Michael O’ Connell, retired Lt. from New York City fire department, laments how his colleagues, fast responders, were until this day dying from diseases and cancers they contracted since the attack day, saying “they deserve justice.”

“I acknowledge that the US government lied to me when it said the air was safe to breath but it wasn’t,” John Feal of the Feal Good Foundation and an advocate for 9/11 responders said.

The Environmental Protection Agency (EPA) told people back then that their air was safe to breathe and their water was safe to drink. However, more than 13,200 first responders and survivors have since been diagnosed with a variety of cancers, according to the World Trade Center Health Program.

“Shortly after 9/11, everybody was told that the air was safe, and that was by the Federal Government, and people went down there and volunteered without masks and protection, and the air wasn’t safe,” Kushlefsky said.

Another US Fallacy, Keeping Secrets on Saudi Involvement

Among other US government oversights, according to the interviewed responders and attorneys, was that of investigations and accusations that despite all proofs of Saudi involvement, Washington intensified its efforts to keep secrets about Saudi connections to 9/11.

First, there was the inescapable fact that, like Osama bin Laden, 15 of the 19 hijackers were Saudis, the documentary points out.

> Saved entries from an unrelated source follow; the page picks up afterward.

PR #559, opened 2017-08-18
Use component name as fallback for display name

sqren:
When using the HOC `makeWidthFlexible` the resulting component will look like this:

```html
<Flexibleundefined ...>...</Flexibleundefined>
```

It can be fixed by explicitly setting a displayName:

```js
MyComponent.displayName = 'MyComponent';
makeWidthFlexible(MyComponent);
```

I think the `makeWidthFlexible` HOC should fallback to use the component name, if no display name is given. This will always be more useful than `undefined`

### DIFF
--- a/src/make-vis-flexible.js
+++ b/src/make-vis-flexible.js
@@ -86,6 +86,15 @@ function removeSubscriber(cb) {
 }
 
 /**
+ * Helper for getting a display name for the child component
+ * @param {*} Component React class for the child component.
+ * @returns {String} The child components name
+ */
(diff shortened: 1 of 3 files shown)


mcnuttandrew:
This seems reasonable! Mind writing a test to prevent regression?

sqren:
Sure thing. I'll get back to this on Monday.

sqren:
I didn't see any tests for the higher order components, so created a new file. Not sure if it fits in. Let me know what you think.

It also states that the attacks were sponsored, funded, and trained by the Saudi government given a bunch of details and data on such involvement and that the extremist goals of hijackers were consistent with that of the Saudi Ministry of Islamic affairs.

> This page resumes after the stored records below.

PR #562, opened 2017-08-23
Voronoi: Add mouseUp and mouseDown events

sqren:
This PR adds mouseUp and mouseDown events, which make it much easier to implement dragging on the Voronoi componont.

I didn't see any tests for the Voronoi component, so not sure what style of test this enhancement would benefit from (if any).

### DIFF
--- a/showcase/examples/dragable-chart/drag-marker.js
+++ b/showcase/examples/dragable-chart/drag-marker.js
@@ -6,6 +6,7 @@ function DragMarker({innerHeight, marginTop, marginLeft, x, x2}) {
   const start = x2 > x ? x : x2;
   return (
     <rect
+      className="drag-marker"
       pointerEvents="none"
       fill="black"
       opacity="0.2"
--- a/showcase/examples/dragable-chart/drag-marker.js
+++ b/showcase/examples/dragable-chart/drag-marker.js
@@ -1,0 +1,26 @@
+import React from 'react';
+import PropTypes from 'prop-types';
+
+function DragMarker({innerHeight, marginTop, marginLeft, x, x2}) {
+  const width = Math.abs(x2 - x);
+  const start = x2 > x ? x : x2;
+  return (
+    <rect
+      pointerEvents="none"
+      fill="black"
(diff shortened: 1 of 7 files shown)


mcnuttandrew:
I like what you've got going here! I'm really curious to see an implementation of dragging using react-vis, it would make a great addition to the examples folder + docs.

As for tests, there are some tests for the voronoi component but they are embedded in the mark series tests. One testing approach we use quite a bit is to write tests against components in the showcase folder. I think starting a new voronoi-tests file and writing a test against one of the existing examples would be a great move.

If you wanted to also gain a million points, you could also start a voronoi doc file, but I'd understand if that's a lot to ask.

sqren:
I've added an example for dragging. It's similar to the [zoomable chart example](https://github.com/uber/react-vis/blob/master/showcase/examples/zoomable-chart/zoomable-chart-example.js) but uses Voronoi to get more control over the dragable area.

Do it fit into the codebase? Let me know what you think.

mcnuttandrew:
I'm only on mobile for another week or so, can someone else give this a full review? (@apercu @jckr ?)

jckr:
I'm generally ok with this, however:
Voronoi today has a special status in the sense that it's not a full-fledged series like LineSeries, MarkSeries etc. and as such it's not an extension of AbstractSeries and it doesn't have an API similar to these Series. 
I feel that eventually Voronoi should graduate to Series status; maybe become VoronoiSeries and be deprecated. When that's the case, all interaction methods would have to follow the series syntax - onValueClick, onSeriesClick etc. and then, it would make more sense to add interaction handlers at the AbstractSeries level than reimplement this for specific series.

sqren:
@jckr I saw you published 1.7.3 but the Voronoi component has not been updated in the npm module. Is there a build step missing?

Apercu:
Hey @sqren Can you try `1.7.4`?

sqren:
@Apercu Works like a charm. Thanks!

Apercu:
Sure, have a nice day ;D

“It’s a very dangerous government,” says Sharon Clemens, a survivor and administrator in social works, referring to the Saudi ideology of being angry if the US had to stop buying oil or trading with them.

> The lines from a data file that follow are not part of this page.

PR #563, opened 2017-08-25
handle right clicks to series and marks

jckr:
this PR allows users to handle right clicks to either marks or series. Each time a vis can handle an onValueClick, there is now an onValueRightClick; likewise, every series that supported onSeriesClick now supports onSeriesRightClick. 

documentation updated. 
no new tests are provided, since onValueClick wasn't tested per se, but it doesn't break existing tests.

### DIFF
--- a/docs/markdown/line-series.md
+++ b/docs/markdown/line-series.md
@@ -78,6 +78,11 @@ An object which holds CSS properties that will be applied to the SVG element(s) 
 
 ### Interaction handlers
 
+Note - interacting with a line may be difficult especially with the standard width. To address that, consider:
+- the proximity handlers - onNearestX, onNearestXY;
+- increasing the width of your line to make it easier to reach with the mouse,
+- creating a near-transparent line series with extra width to catch mouse events. 
+
 #### onNearestX (optional)
 Type: `function(value, {event, innerX, index})`  
 A callback function which is triggered each time the mouse pointer moves. It can access the datapoint of the mark whose x position is the closest to that of the cursor. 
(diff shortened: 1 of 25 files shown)


docs/markdown/line-series.md
```diff
@@ -78,6 +78,11 @@ An object which holds CSS properties that will be applied to the SVG element(s)
 
 ### Interaction handlers
 
+Note - interacting with a line may be difficult especially with the standard width. To address that, consider:
```
mcnuttandrew: Plus one

jckr: 1) do i need right click interaction for sankey and treemap - maybe, but they don't follow the onValueClick / onSeriesClick model to begin with. So that suggests this should be a separate effort. 
2) opportunity for more tests, I agree but again I think there's need for something more strategic than bundled with this specific PR. also at the time of this PR there were 999 tests for the record
3) documentation super non dry - what i'm thinking is moving documentation content from flat markdown file to a more database like structure so we could render doc pages based on props and have a finer control of look and feel for what's a series prop description vs what's explanatory text. right now, everything is a title or not, bold or not, italics or not and that's it. ironic for front end people.

mcnuttandrew:
> So that suggests this should be a separate effort.

I'm fine with that, just make an issue and assign yourself so there isn't a forgotten hole in the library

> I agree but again I think there's need for something more strategic than bundled with this specific PR.

Another good issue, I have some thoughts on the matter, feel free to make an issue and assign me.


> right now, everything is a title or not, bold or not, italics or not and that's it.

Actually that's not the case, you can use class injection (see docs app) as well as inline HTML! You can do anything! Sky is the limit!


> documentation content from flat markdown file to a more database like structure so we could render doc pages based on props and have a finer control of look and feel for what's a series prop description vs what's explanatory text.

I am pretty strongly against this. Part of the reason we have the current setup is bc we don't want to maintain a bunch of custom HTML and other mechanisms to render the docs. Another part is that a number of people still appear to read and reference the docs from the markdown itself. i feel like most libraries write markdown for docs, so we should keep step with the commonly held practice, both for discovery and for ease of contribution.

Sorry for weird formatting, mobile reviewing is hard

The documentary went on to prove that despite clear indicators of Saudi role in 9/11, the US has worked to hide Saudi involvement, citing a testimony by Former White House Counter-Terrorism Adviser, Richard Clarke, who assured that the US received a warning a week before September 11 but nothing was done.

JASTA for Justice

Interviewees went on to deplore the lobbyists pressure that prevented JASTA from moving on and baring fruit in investigating Saudi officials. An investigation that could possibly see light after first responders and family members of the nearly 3,000 victims wrote a sternly worded letter to the US President Joe Biden. They accused the US of deliberately keeping the documents under wraps. Biden has consequently directed the Justice Department and other agencies to begin a six-month process of declassifying documents related to the FBI’s investigations into the September 11, 2001 attacks.

“We have investigators and finances for the next stage of this case. If the court will dismiss the case, then we’ll appeal, if it doesn’t and we survive the appeal, then we’ll be able to demand that Saudi Arabia provide witnesses,” Justin Green, an Aviation Analyst and Attorney representing 9/11 victims families, pointed out in the film, assuring that Saudi was playing a double game when it comes to supporting al-Qaeda.

Green brought up sensitive findings related to Saudi government links with terrorists. He said that Fahad al-Thumairy, a 32-year-old Imam and accredited diplomat at the Saudi consulate in Los Angeles from 1996 to 2003, met at the consulate with Omar Al-Bayoumi just before the latter met two of the hijackers at a restaurant, believing that al-Thumairy had provided the terrorists with assistance and support but fled the US suddenly after 9/11 without getting to question him by the FBI.

“JASTA is about getting justice for those who lost loved ones and for the people who survived,” Sharon Clemens says, while assuring that no money could compensate the long-term physical and mental damages inflicted by September attacks.

The greatest compensation would be them (Saudi Arabia) leaving our country, Michael O’Connell pleads at the end of the documentary.